**REQUIRED ACTION**
All lines that hold the string "since" should be copied. Find them in the listing below.

**ENTRIES SUPPLIED**

>>>

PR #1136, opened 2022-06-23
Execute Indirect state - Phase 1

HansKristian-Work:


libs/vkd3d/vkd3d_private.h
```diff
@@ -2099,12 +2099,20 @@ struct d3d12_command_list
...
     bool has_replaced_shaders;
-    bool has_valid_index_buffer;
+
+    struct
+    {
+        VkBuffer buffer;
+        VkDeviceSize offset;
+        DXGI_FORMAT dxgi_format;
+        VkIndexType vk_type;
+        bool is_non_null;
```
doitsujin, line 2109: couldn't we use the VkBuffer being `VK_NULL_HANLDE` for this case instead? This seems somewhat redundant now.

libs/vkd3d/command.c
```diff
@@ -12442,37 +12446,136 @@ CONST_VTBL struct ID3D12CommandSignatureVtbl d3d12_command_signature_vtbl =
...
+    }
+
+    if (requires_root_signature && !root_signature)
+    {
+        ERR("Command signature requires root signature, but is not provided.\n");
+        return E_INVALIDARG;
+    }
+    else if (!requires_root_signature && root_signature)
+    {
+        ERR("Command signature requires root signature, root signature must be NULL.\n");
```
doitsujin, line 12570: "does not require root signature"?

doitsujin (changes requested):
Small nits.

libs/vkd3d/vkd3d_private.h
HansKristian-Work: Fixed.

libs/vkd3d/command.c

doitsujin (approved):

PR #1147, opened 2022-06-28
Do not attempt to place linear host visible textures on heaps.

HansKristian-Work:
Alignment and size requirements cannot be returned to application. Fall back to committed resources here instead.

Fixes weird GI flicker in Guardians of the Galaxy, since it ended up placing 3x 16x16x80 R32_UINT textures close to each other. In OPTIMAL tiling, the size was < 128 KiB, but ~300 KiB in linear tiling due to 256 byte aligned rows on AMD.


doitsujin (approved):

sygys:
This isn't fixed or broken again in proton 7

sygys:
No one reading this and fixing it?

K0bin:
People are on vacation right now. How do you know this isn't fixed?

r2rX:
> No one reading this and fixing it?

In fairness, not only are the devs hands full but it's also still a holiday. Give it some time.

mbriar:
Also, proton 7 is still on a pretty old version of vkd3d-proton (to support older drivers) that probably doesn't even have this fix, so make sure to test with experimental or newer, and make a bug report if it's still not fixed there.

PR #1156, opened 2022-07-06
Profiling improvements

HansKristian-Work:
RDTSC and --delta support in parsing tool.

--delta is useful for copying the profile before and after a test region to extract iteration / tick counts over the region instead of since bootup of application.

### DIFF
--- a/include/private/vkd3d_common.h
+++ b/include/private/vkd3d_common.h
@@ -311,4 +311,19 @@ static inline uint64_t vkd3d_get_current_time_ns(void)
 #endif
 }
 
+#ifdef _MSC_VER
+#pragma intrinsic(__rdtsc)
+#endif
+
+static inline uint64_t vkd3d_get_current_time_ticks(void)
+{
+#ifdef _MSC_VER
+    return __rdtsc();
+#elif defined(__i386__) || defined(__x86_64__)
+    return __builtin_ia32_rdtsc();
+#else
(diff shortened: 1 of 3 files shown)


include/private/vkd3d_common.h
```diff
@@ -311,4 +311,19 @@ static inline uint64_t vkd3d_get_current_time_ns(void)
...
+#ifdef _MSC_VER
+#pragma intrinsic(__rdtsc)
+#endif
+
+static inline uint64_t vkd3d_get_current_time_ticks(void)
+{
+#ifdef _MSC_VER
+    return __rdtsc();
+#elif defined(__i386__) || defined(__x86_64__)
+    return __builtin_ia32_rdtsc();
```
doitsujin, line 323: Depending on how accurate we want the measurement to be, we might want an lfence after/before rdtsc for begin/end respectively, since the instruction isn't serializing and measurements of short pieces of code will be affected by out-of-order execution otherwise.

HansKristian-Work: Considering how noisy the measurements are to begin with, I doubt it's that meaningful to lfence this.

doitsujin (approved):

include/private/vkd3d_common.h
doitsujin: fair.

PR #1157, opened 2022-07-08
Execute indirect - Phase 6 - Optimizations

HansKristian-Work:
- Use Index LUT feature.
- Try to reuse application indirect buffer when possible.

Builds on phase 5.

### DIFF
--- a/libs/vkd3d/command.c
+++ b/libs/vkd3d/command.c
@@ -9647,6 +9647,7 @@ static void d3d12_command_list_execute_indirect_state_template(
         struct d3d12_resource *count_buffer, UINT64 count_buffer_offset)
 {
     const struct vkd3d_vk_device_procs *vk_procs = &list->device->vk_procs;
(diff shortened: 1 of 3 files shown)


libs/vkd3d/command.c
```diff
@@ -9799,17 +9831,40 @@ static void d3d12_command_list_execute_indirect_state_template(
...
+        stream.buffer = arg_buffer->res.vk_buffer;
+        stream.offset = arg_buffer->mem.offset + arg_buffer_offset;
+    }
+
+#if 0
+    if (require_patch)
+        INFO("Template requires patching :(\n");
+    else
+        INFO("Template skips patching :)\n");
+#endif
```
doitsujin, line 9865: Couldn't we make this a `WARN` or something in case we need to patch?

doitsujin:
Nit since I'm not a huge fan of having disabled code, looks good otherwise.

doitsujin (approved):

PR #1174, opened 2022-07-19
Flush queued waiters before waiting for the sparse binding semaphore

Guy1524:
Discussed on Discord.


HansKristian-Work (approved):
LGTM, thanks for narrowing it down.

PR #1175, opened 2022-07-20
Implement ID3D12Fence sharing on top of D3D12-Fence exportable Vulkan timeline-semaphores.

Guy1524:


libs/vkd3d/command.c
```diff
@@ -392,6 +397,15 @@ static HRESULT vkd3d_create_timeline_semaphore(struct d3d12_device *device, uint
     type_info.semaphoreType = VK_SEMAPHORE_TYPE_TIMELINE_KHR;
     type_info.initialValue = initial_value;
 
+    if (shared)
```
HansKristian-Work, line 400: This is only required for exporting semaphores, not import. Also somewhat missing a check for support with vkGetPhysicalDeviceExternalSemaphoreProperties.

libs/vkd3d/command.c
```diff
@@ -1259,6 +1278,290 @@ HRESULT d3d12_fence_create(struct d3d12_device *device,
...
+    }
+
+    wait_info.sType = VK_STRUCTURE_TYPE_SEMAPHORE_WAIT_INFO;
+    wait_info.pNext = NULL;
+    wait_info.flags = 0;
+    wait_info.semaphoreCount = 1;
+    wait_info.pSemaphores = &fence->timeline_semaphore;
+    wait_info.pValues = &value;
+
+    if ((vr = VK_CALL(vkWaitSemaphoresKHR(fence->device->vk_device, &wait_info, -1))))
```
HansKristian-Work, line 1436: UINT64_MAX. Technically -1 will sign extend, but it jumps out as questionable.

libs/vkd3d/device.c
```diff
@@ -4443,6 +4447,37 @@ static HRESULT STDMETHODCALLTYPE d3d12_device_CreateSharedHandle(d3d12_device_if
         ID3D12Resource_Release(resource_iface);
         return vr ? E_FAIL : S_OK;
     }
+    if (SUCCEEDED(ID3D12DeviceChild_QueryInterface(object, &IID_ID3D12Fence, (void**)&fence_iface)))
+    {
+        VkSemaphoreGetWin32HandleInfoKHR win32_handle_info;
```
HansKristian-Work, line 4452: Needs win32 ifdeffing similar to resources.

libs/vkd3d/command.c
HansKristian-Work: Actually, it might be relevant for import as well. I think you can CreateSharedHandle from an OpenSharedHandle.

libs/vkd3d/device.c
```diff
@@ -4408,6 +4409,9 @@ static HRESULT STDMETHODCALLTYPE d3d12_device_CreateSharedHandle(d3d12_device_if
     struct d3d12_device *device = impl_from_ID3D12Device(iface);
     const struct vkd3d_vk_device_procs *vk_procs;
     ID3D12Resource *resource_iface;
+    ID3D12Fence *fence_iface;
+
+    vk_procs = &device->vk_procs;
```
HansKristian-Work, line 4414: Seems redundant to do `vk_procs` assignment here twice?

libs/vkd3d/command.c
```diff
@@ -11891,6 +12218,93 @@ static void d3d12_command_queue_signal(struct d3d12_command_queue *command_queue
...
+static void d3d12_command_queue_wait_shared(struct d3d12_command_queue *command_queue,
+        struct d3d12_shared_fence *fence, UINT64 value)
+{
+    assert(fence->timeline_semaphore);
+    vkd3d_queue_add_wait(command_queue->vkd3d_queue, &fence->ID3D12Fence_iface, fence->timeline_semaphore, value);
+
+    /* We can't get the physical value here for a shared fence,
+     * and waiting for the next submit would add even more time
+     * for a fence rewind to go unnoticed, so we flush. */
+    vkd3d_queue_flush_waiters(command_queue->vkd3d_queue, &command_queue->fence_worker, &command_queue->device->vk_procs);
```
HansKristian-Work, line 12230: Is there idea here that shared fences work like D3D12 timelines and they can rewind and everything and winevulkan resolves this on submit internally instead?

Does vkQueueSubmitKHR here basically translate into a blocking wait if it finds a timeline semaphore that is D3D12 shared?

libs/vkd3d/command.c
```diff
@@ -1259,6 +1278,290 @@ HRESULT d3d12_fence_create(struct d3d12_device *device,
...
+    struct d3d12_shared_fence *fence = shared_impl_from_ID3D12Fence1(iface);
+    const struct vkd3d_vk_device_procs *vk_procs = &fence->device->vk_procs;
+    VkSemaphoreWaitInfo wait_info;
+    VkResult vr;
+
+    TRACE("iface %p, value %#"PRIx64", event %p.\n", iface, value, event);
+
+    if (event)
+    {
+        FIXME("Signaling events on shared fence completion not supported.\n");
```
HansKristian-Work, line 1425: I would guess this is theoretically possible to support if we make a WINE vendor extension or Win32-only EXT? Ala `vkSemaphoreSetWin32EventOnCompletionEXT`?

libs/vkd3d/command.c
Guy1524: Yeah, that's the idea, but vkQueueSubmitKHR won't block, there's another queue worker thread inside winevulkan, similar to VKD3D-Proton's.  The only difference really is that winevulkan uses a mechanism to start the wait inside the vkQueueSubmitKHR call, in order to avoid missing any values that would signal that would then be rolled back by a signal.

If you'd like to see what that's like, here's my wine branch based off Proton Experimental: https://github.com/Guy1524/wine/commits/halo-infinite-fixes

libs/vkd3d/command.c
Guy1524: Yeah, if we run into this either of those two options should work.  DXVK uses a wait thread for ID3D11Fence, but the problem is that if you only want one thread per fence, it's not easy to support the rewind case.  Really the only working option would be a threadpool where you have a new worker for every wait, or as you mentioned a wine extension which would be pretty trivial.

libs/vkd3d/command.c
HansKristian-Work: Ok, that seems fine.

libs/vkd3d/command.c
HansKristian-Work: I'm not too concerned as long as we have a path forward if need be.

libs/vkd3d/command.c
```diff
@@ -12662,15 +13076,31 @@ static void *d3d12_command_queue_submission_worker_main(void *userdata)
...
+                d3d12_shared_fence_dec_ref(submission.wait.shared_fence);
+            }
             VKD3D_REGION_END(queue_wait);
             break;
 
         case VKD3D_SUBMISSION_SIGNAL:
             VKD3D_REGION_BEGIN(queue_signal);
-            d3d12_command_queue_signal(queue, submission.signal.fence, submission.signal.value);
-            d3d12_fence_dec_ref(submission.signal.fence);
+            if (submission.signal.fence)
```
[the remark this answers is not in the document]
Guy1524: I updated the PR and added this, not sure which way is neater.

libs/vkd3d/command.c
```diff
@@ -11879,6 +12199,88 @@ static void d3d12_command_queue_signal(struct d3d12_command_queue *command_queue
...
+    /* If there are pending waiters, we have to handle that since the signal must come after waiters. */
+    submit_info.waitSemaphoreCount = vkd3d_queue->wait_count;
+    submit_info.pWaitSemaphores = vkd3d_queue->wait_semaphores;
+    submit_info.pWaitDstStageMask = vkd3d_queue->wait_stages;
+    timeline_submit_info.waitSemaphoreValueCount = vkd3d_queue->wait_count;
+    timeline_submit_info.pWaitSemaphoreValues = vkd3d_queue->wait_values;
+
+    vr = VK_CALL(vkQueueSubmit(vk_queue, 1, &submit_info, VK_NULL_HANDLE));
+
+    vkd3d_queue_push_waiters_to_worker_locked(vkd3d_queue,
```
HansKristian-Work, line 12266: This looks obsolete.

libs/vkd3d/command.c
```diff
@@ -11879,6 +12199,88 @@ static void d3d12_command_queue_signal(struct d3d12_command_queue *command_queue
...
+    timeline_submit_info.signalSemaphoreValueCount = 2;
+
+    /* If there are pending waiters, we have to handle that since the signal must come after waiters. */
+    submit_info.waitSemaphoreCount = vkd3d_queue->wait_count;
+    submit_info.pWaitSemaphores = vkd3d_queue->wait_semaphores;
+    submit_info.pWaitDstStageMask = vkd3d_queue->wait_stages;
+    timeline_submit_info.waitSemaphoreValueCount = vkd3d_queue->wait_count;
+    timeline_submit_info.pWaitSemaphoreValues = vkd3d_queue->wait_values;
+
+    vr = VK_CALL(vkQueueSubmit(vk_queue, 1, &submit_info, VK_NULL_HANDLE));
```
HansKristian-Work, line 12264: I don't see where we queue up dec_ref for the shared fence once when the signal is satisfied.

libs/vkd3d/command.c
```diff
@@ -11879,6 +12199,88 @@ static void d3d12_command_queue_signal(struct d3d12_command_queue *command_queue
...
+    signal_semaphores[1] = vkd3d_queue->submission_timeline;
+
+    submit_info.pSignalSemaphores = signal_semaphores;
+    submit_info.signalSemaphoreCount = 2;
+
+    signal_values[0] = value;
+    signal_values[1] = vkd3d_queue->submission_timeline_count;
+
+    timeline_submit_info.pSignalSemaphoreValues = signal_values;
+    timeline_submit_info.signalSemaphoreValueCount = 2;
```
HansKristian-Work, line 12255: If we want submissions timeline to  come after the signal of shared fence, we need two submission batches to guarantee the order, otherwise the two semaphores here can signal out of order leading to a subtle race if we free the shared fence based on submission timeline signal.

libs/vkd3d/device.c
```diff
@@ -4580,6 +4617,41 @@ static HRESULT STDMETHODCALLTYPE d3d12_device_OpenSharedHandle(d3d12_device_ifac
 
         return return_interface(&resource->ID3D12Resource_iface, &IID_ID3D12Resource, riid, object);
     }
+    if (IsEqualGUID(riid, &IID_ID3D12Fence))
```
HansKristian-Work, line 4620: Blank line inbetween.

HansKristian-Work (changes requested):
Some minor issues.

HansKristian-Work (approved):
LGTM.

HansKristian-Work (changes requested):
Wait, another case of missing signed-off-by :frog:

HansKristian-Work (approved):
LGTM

<<<
>>>

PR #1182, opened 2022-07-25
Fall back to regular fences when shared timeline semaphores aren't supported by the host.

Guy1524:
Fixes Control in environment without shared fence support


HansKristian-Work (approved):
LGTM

<<<
>>>

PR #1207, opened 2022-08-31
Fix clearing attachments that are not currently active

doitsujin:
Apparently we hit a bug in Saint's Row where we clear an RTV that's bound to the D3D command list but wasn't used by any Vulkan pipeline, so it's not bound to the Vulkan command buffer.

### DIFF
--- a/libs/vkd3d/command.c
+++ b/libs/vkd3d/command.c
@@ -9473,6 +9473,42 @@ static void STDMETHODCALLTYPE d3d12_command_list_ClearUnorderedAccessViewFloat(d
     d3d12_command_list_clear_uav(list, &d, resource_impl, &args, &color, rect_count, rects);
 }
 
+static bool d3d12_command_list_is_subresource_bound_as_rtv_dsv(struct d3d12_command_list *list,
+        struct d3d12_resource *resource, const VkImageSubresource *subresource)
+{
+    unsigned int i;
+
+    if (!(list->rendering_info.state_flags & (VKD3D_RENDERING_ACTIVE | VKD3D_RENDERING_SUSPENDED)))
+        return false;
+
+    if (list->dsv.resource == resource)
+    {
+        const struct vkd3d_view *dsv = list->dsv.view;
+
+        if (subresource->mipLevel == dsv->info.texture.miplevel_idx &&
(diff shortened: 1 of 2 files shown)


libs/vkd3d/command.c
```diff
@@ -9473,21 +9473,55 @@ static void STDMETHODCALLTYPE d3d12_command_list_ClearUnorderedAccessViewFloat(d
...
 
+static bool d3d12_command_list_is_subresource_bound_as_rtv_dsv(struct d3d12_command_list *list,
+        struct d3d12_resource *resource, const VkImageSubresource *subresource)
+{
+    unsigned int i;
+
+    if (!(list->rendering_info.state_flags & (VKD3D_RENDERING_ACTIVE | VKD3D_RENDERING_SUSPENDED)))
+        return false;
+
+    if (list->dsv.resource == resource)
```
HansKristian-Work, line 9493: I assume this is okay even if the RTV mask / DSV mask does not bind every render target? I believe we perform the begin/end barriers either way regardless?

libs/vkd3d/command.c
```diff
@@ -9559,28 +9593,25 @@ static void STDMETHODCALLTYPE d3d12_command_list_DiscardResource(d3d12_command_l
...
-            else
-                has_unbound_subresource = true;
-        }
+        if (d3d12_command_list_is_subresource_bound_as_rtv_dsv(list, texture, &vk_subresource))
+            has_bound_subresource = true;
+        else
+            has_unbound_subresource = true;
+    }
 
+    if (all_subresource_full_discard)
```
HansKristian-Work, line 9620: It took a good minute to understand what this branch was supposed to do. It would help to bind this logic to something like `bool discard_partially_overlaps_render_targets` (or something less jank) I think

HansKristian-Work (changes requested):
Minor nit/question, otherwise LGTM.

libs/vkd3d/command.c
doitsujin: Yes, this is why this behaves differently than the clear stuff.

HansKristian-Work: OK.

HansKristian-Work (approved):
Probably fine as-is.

<<<

**WRITTEN REPLY**
Fixes weird GI flicker in Guardians of the Galaxy, since it ended up placing 3x 16x16x80 R32_UINT textures close to each other. In OPTIMAL tiling, the size was < 128 KiB, but ~300 KiB in linear tiling due to 256 byte aligned rows on AMD.
--delta is useful for copying the profile before and after a test region to extract iteration / tick counts over the region instead of since bootup of application.
doitsujin, line 323: Depending on how accurate we want the measurement to be, we might want an lfence after/before rdtsc for begin/end respectively, since the instruction isn't serializing and measurements of short pieces of code will be affected by out-of-order execution otherwise.
Nit since I'm not a huge fan of having disabled code, looks good otherwise.
+    /* If there are pending waiters, we have to handle that since the signal must come after waiters. */
+    /* If there are pending waiters, we have to handle that since the signal must come after waiters. */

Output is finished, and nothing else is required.